This exercise calls for copying every line below that holds the word "longer".

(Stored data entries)

.....

PR #1279, opened 2022-12-09
Update LLVM Repo

trisyoungs:
This PR bumps the version of `clang-format` we use from `7` to `13`. `13` is not the most recent release, but it seems to be one which is consistently available across recent Linux distributions. In addition, version `7` is not available for Ubuntu 22.04 which will become the default version in pipelines over Azure and GitHub Actions soon.

There are, of course, some subtle formatting changes that this enforces within the code base, but at around ~1k lines it isn't _too_ bad.


DanNixon (approved):
:+1: 

Just curious, what was the reason for going with the Ubuntu repos rather than the LLVM repo?

trisyoungs:
@DanNixon - Just seemed sensible to use the distro-packaged version at the time.  Admittedly this version-locks us to whatever Ubuntu decide to distribute.  You think it's wiser to explicitly select the version from the LLVM repos instead?

DanNixon:
Only if you cared about newer versions, if the version in the Ubuntu repo is new enough then that's fine.

PR #1286, opened 2023-01-09
NETA Identifiers

trisyoungs:
This PR provides additional functionality to the NETA typing, allowing text identifiers to be assigned to atoms as they are matched. This contextual information can then be used to infer axis systems, for example, in other workflows in the code.

### DIFF
--- a/src/neta/matchedpath.cpp
+++ b/src/neta/matchedpath.cpp
@@ -36,3 +36,6 @@ void NETAMatchedPath::merge(const NETAMatchedPath &other)
         for (auto &i : atoms)
             identifiers_[key].insert(i);
 }
+
+// Add identifier for specified atom
+void NETAMatchedPath::addIdentifier(const SpeciesAtom *i, std::string id) { identifiers_[id].insert(i); }
--- a/src/neta/matchedpath.cpp
+++ b/src/neta/matchedpath.cpp
@@ -1,0 +1,38 @@
+// SPDX-License-Identifier: GPL-3.0-or-later
+// Copyright (c) 2023 Team Dissolve and contributors
+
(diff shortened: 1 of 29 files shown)


rprospero (approved):
I've included one small design note, but it looks good otherwise.

src/neta/matchedpath.cpp
```diff
@@ -0,0 +1,41 @@
...
+
+// Return whether the specified atom is the root atom in the path
+bool NETAMatchedPath::isRoot(const SpeciesAtom *i) const { return !path_.empty() && (path_.front() == i); }
+
+// Merge supplied path into this one, appending new atoms and copying any relevant identifiers
+void NETAMatchedPath::merge(const NETAMatchedPath &other)
+{
+    // Copy new, unique atoms to our path
+    std::copy_if(other.path_.begin(), other.path_.end(), std::back_inserter(path_),
+                 [&](const auto *j) { return std::find(path_.begin(), path_.end(), j) == path_.end(); });
```
rprospero, line 32:
```suggestion
    std::copy(other.path_.begin(), other.path_.end(), std::inserter(path_, path_.begin()));
```

Changing `path_` from `std::vector` to `std::set` would clean up the code here and on the `contains` function.  We don't seem to depend on the order of the elements and I can't find any places outside the class implementation where changes would be necessary, but I might be missing something.

trisyoungs: I have now made this change - we do make one "positional" distinction for atoms, and that is the so-called root atom (where the matching process started off from). This is dealt with by a specific member variable, which actually makes more sense anyway.  At the same time I have renamed the class and some of its functions to reflect better what the class contains (i.e. it is no longer any kind of path).

PR #1287, opened 2023-01-09
Nixos 22.11

rprospero:
Update the nix file to build off the latest release.  This release has made changes to the Qt infrastructure, so our old modification of Qt for IDAaaS didn't work.  We're now manually building Qt, but we can drop this entire infrastructure after the next kernel upgrade.


nix/qt/fetch.sh
```diff
@@ -0,0 +1 @@
+WGET_ARGS=( https://download.qt.io/official_releases/qt/6.4/6.4.1/submodules/ -A '*.tar.xz' )
```
trisyoungs, line 1: Just a general comment, but rather than hardcoding a Qt version here (which incidentally is higher than the 6.3.something required by the rest of the CI) we should probably modify it in-place in the GitHub action so we conform to the same version for all builds.

trisyoungs (approved):
I mean, it's hard to say which is larger - my hatred for us having to do this because Qt are a law unto themselves, or my appreciation for you having gone through it all on our behalf!

:+1:

nix/qt/fetch.sh
rprospero: That's a very good point.  I'm going to try and role the version back to 6.3.0 and make sure it doesn't break anything.  I'm putting this back on draft until I've made the update.

PR #1289, opened 2023-01-12
GitHub actions nix

rprospero:
This PR adds the nix support to the GitHub Actions, enabling the Linux builds.  The following need to occur before we can merge.

- [X] The linux version is built in GitHub Actions
- [x] `qtbase` is not rebuilt for every GUI build
- [x] Nix dependencies are cached between runs


rprospero:
The Mac packaging fixed the network error.  The Windows packaging is still failing with a DLL issue, but that seems to be in the original branch (which doesn't reach the packaging phase because the linux build is broken there).

trisyoungs (approved):
:+1:

PR #1298, opened 2023-01-20
Module Bits

trisyoungs:
Here we fix a an issue with the display of calculated coordination numbers in the GUI, related to the wrong names being used for the target values.

It also removes some additional redundant arguments to various calls to `fmt::format`, left over from when analysis modules could target multiple configurations (which was a looooong time ago....)

### DIFF
--- a/src/modules/calculate_angle/gui/calculateanglewidget_funcs.cpp
+++ b/src/modules/calculate_angle/gui/calculateanglewidget_funcs.cpp
@@ -121,25 +121,25 @@ void CalculateAngleModuleWidget::setGraphDataTargets(CalculateAngleModule *modul
         return;
 
     // Calculated A...B RDF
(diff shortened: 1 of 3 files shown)


rprospero (approved):
It's interesting that there's not safety check on passing excessive arguments to fmt.

trisyoungs:
Indeed, my initial thought as well. But there are long discussions on the interweb which detail at length why we are wrong.

This email and any attachments are intended solely for the use of the named recipients. If you are not the intended recipient you must not use, disclose, copy or distribute this email or any of its attachments and should notify the sender immediately and delete this email from your system. UK Research and Innovation (UKRI) has taken every reasonable precaution to minimise risk of this email or any attachments containing viruses or malware but the recipient should carry out its own virus and malware checks before opening the attachments. UKRI does not accept any liability for any losses or damages which the recipient may sustain due to presence of any viruses.

PR #1302, opened 2023-01-23
1274 Interpolation over full array speed increase

Danbr4d:
Added a test function loop to the interpolation function


rprospero:
[original.csv](https://github.com/disorderedmaterials/dissolve/files/10487944/original.csv)

I've attached an initial benchmark run that we can compare against as we iterate on the `y` function

trisyoungs:
Nice. Every 1% counts! :smile:

scripts/linux-benchmark.sh
```diff
@@ -0,0 +1,17 @@
...
+  exit 1
+fi
+
+echo performance | sudo tee /sys/devices/system/cpu/cpu*/cpufreq/scaling_governor > /dev/null
+echo 1 | sudo tee /sys/devices/system/cpu/intel_pstate/no_turbo > /dev/null
+
+$1 --benchmark_filter=Interpolator --benchmark_out_format=csv --benchmark_out=$2
+
+echo powersave | sudo tee /sys/devices/system/cpu/cpu*/cpufreq/scaling_governor > /dev/null
+echo 0 | sudo tee /sys/devices/system/cpu/intel_pstate/no_turbo > /dev/null
```
trisyoungs, line 17: If I was in a particularly non-destructive and polite scripting mood I would store the current contents of the two system values rather than assuming these defaults.

src/math/interpolator.cpp
```diff
@@ -474,3 +474,105 @@ void Interpolator::addInterpolated(Interpolator &source, Data1D &dest, double fa
     for (auto &&[x, y] : zip(dest.xAxis(), dest.values()))
         y += source.y(x) * factor;
 }
+
+// Add test function for benchmarks
+std::vector<double> Interpolator::y(std::vector<double> xs)
```
trisyoungs, line 479: We can pass in `xs` as a nice `const` reference to avoid copying it unnecessarily.
```suggestion
std::vector<double> Interpolator::y(const std::vector<double> &xs)
```

src/math/interpolator.h
```diff
@@ -56,6 +56,8 @@ class Interpolator
     double y(double x);
     // Return interpolated y value for supplied x, specifying containing interval
     double y(double x, int interval);
+    // Return interpolated y values for all supplied x values
+    std::vector<double> y(std::vector<double> xs);
```
trisyoungs, line 60:
```suggestion
    std::vector<double> y(const std::vector<double> &xs);
```

trisyoungs (approved):
A comment and a small suggestion, but otherwise fine. :)

src/math/interpolator.cpp
```diff
@@ -474,3 +474,105 @@ void Interpolator::addInterpolated(Interpolator &source, Data1D &dest, double fa
...
+
+            double vk0 = y_[lastInterval_];
+            double vk1 = y_[lastInterval_ + 1];
+            double vk2 = y_[lastInterval_ + 2];
+            double t1 = vk0 + (vk1 - vk0) * ppp;
+            double t2 = vk1 + (vk2 - vk1) * (ppp - 1.0);
+            result.push_back(t1 + (t2 - t1) * ppp * 0.5);
+        }
+
+        result.push_back(0.0);
```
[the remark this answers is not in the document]
Danbr4d: So on the original function that I copied over after the if statements there is a return 0.0. I assumed that then if that is the default if there is no interpolation scheme

src/math/interpolator.cpp
```diff
@@ -474,3 +474,105 @@ void Interpolator::addInterpolated(Interpolator &source, Data1D &dest, double fa
...
+                    right = i;
+                else
+                    lastInterval_ = i;
+            }
+        }
+
+        if (lastInterval_ < 0)
+            result.push_back(y_.front());
+
+        if (scheme_ == Interpolator::SplineInterpolation)
```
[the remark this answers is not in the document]
Danbr4d: yeah I thought this too but wasn't sure whether or not to make the change. Have done now

PR #1304, opened 2023-01-24
Cache Workflow

trisyoungs:
This PR adds a "Generate Cache" workflow which can be manually run on the `develop` branch in order to create caches that can be accessed by any future workflow, from any branch. Of course, this is one of those PRs that can't be realistically tested until it gets merged in to `develop`!

@rprospero - A question on the GitHub Action caches generated for nix: The `get-nix` action is called for each distinct `$target`, but the actual value of that variable doesn't seem to influence what happens in the action, just the final name of the resulting cache.  Is the cache the same regardless of CLI/GUI/threading/MPI etc. build, and can we reduce the number of caches we need to just one for all nix builds?

### DIFF
--- a/.github/workflows/cache.yml
+++ b/.github/workflows/cache.yml
@@ -1,0 +1,31 @@
+name: Generate Caches
+
+on:
+  workflow_dispatch:
+
+env:
+  pythonVersion: 3.9
+  qtVersion: 6.2.2
+  nixVersion: 2.4
+  nixOSVersion: 22.11
+
+jobs:
+
+  Cache:
+    strategy:
+      fail-fast: false
+      matrix:
+        os: [ubuntu-latest, macos-latest, windows-latest]
+        target: [dissolve-gui]
+    runs-on: ${{ matrix.os }}
+    steps:
+      - name: Checkout
+        uses: actions/checkout@v3
+      - name: "Build (Cache Only) (${{ matrix.os }})"
+        uses: "./.github/workflows/build"
+        env:
+          CACHIX_AUTH_TOKEN: ${{ secrets.CACHIX_TOKEN }}
+        with:
+          target: ${{ matrix.target }}
+          cacheOnly: true
+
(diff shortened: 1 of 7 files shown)


rprospero:
@trisyoungs Each cache covers the same files, but they'll have different contents based on what dependencies get pulled during compilation.  More specifically, the `Linux-dissolve-gui-cache` will contain the rebuilt Qt, but the `Linux-dissolve-cache` will not.  In theory, the CLI version should be able to be built with the GUI cache, but I was concerned about the CLI run over-writing the GUI cache, eliminating the custom Qt, and requiring Qt to be rebuilt again the next time the GUI is called.

We can certainly try switching to the GUI cache for all the builds.  I'm about 80% sure that it would be fine, but I left it out of the original PR so we didn't have to worry about the other 20%.

.github/workflows/cache.yml
```diff
@@ -0,0 +1,31 @@
...
+        os: [ubuntu-latest, macos-latest, windows-latest]
+        target: [dissolve-gui]
+    runs-on: ${{ matrix.os }}
+    steps:
+      - name: Checkout
+        uses: actions/checkout@v3
+      - name: "Build (Cache Only) (${{ matrix.os }})"
+        uses: "./.github/workflows/build"
+        env:
+          CACHIX_AUTH_TOKEN: ${{ secrets.CACHIX_TOKEN }}
```
rprospero, line 27: We should no longer need the CACHIX_AUTH_TOKEN.

rprospero (approved):
Just one small removal

trisyoungs:
> 



> @trisyoungs Each cache covers the same files, but they'll have different contents based on what dependencies get pulled during compilation. More specifically, the `Linux-dissolve-gui-cache` will contain the rebuilt Qt, but the `Linux-dissolve-cache` will not. In theory, the CLI version should be able to be built with the GUI cache, but I was concerned about the CLI run over-writing the GUI cache, eliminating the custom Qt, and requiring Qt to be rebuilt again the next time the GUI is called.
> 
> We can certainly try switching to the GUI cache for all the builds. I'm about 80% sure that it would be fine, but I left it out of the original PR so we didn't have to worry about the other 20%.

80% is high enough to risk it for me!  I've specified a single cache for nix builds (i.e. not named after the target) and I'll see what happens.

PR #1536, opened 2023-07-14
Toml fixes

rprospero:
Fixes a couple of issues in the TOML serialisation

1) Replace the serialisation stub for Data3DStore with actual methods
2) Don't export null modules
3) Don't serialise deprecate keywords

We're still at 35 failing tests, but two tests now fail at runtime instead of crashing during parsing.

### DIFF
--- a/src/classes/data3DStore.cpp
+++ b/src/classes/data3DStore.cpp
@@ -44,7 +44,6 @@ OptionalReferenceWrapper<const Data3D> Data3DStore::data(std::string_view name) 
 // Return vector of all data
 const std::vector<std::shared_ptr<std::pair<Data3D, Data3DImportFileFormat>>> &Data3DStore::data() const { return data_; }
 
-
 // Express as a serialisable value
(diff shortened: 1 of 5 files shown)


src/classes/data3DStore.cpp
```diff
@@ -43,3 +43,27 @@ OptionalReferenceWrapper<const Data3D> Data3DStore::data(std::string_view name)
 
 // Return vector of all data
 const std::vector<std::shared_ptr<std::pair<Data3D, Data3DImportFileFormat>>> &Data3DStore::data() const { return data_; }
+
+// Express as a serialisable value
+SerialisedValue Data3DStore::serialise() const
+{
+
```
trisyoungs, line 50:
```suggestion
```

trisyoungs (approved):
:+1:
One rogue blank line, then all good.  In fact I had managed to get an hour to go through the TOML, and made exactly the same changes to `Data3D`-related stuff, but your PR beat me to the finish line!

PR #1537, opened 2023-07-17
Minor fixes

### LINKED ISSUE #1502: Mass Weighted Fragment Site Origin
Currently there is no option in the GUI to enable/disable determining the origin of a `FragmentSite` by mass weighting. Therefore, the origin currently always defaults to the centre of geometry.

### LINKED ISSUE #1526: Configuration information not updated on creation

.....

▸ Worked solution:
trisyoungs: I have now made this change - we do make one "positional" distinction for atoms, and that is the so-called root atom (where the matching process started off from). This is dealt with by a specific member variable, which actually makes more sense anyway.  At the same time I have renamed the class and some of its functions to reflect better what the class contains (i.e. it is no longer any kind of path).
rprospero, line 27: We should no longer need the CACHIX_AUTH_TOKEN.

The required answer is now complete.